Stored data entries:
PR #1612, opened 2017-07-16
Update ReportGenerator version to 2.5.9

stephentoub:


src/common/test-runtime/project.json
```diff
@@ -9,7 +9,7 @@
     "System.Runtime.InteropServices.RuntimeInformation": "4.4.0-beta-24813-03",
     "System.Linq.Parallel": "4.0.1",
     "OpenCover": "4.6.519",
-    "ReportGenerator": "2.5.0",
+    "ReportGenerator": "2.5.9",
```
weshaggard: While it is probably find to update this version we don't really use this in corefx any longer. Once you integrate this change into corefx you will need to update. https://github.com/dotnet/corefx/blob/master/external/test-runtime/XUnit.Runtime.depproj#L62, ideally you should change it to use the msbuild property $(ReportGeneratorVersion) now.

stephentoub: > we don't really use this in corefx any longer

So I can just update corefx and not build tools? Can all this be deleted from build tools then? I'm not clear on why it's in both places.

weshaggard: We will at least need an update the CodeCoverage.targets file. Instead of updating the version number though I think I would go about deleting the version numbers. Then add the properties to dependencies.props in corefx so they are defined and can be picked up by both CodeCoverage.targets as well as the Xunit.Runtime.depproj file.

src/Microsoft.DotNet.Build.Tasks/PackageFiles/CodeCoverage.targets
```diff
@@ -6,7 +6,7 @@
   -->
   <PropertyGroup>
     <OpenCoverVersion>4.6.519</OpenCoverVersion>
-    <ReportGeneratorVersion>2.5.0</ReportGeneratorVersion>
+    <ReportGeneratorVersion>2.5.9</ReportGeneratorVersion>
```
weshaggard: Just to be safe instead of deleting these it might be worth add a condition to set them to these values if they aren't already set.

PR #1615, opened 2017-07-21
Adding SSPI and LSA apis to UWP whitelist baseline

pjanotti:


src/Microsoft.DotNet.CodeAnalysis/PackageFiles/PinvokeAnalyzer_Win32UWPApis.txt
```diff
@@ -4791,9 +4796,32 @@ shcore.dll!CreateRandomAccessStreamOnFile
 shcore.dll!CreateRandomAccessStreamOverStream
 shcore.dll!CreateStreamOverRandomAccessStream
 shcore.dll!IsProcessInIsolatedContainer
+shell32.dll!SHGetKnownFolderPath
```
danmosemsft: I checked on SHGetKnownFolderPath. They are not adding it to WACK. We will have a new API. So please leave this out of this file, and keep the baseline file in CoreFX until we stop calling it.

pjanotti: ack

● Work task
In full and without error, transcribe each of the entries.

● Reply to the task
PR #1612, opened 2017-07-16
Update ReportGenerator version to 2.5.9

stephentoub:


src/common/test-runtime/project.json
```diff
@@ -9,7 +9,7 @@
     "System.Runtime.InteropServices.RuntimeInformation": "4.4.0-beta-24813-03",
     "System.Linq.Parallel": "4.0.1",
     "OpenCover": "4.6.519",
-    "ReportGenerator": "2.5.0",
+    "ReportGenerator": "2.5.9",
```
weshaggard: While it is probably find to update this version we don't really use this in corefx any longer. Once you integrate this change into corefx you will need to update. https://github.com/dotnet/corefx/blob/master/external/test-runtime/XUnit.Runtime.depproj#L62, ideally you should change it to use the msbuild property $(ReportGeneratorVersion) now.

stephentoub: > we don't really use this in corefx any longer

So I can just update corefx and not build tools? Can all this be deleted from build tools then? I'm not clear on why it's in both places.

weshaggard: We will at least need an update the CodeCoverage.targets file. Instead of updating the version number though I think I would go about deleting the version numbers. Then add the properties to dependencies.props in corefx so they are defined and can be picked up by both CodeCoverage.targets as well as the Xunit.Runtime.depproj file.

src/Microsoft.DotNet.Build.Tasks/PackageFiles/CodeCoverage.targets
```diff
@@ -6,7 +6,7 @@
   -->
   <PropertyGroup>
     <OpenCoverVersion>4.6.519</OpenCoverVersion>
-    <ReportGeneratorVersion>2.5.0</ReportGeneratorVersion>
+    <ReportGeneratorVersion>2.5.9</ReportGeneratorVersion>
```
weshaggard: Just to be safe instead of deleting these it might be worth add a condition to set them to these values if they aren't already set.

PR #1615, opened 2017-07-21
Adding SSPI and LSA apis to UWP whitelist baseline

pjanotti:


src/Microsoft.DotNet.CodeAnalysis/PackageFiles/PinvokeAnalyzer_Win32UWPApis.txt
```diff
@@ -4791,9 +4796,32 @@ shcore.dll!CreateRandomAccessStreamOnFile
 shcore.dll!CreateRandomAccessStreamOverStream
 shcore.dll!CreateStreamOverRandomAccessStream
 shcore.dll!IsProcessInIsolatedContainer
+shell32.dll!SHGetKnownFolderPath
```
danmosemsft: I checked on SHGetKnownFolderPath. They are not adding it to WACK. We will have a new API. So please leave this out of this file, and keep the baseline file in CoreFX until we stop calling it.

pjanotti: ack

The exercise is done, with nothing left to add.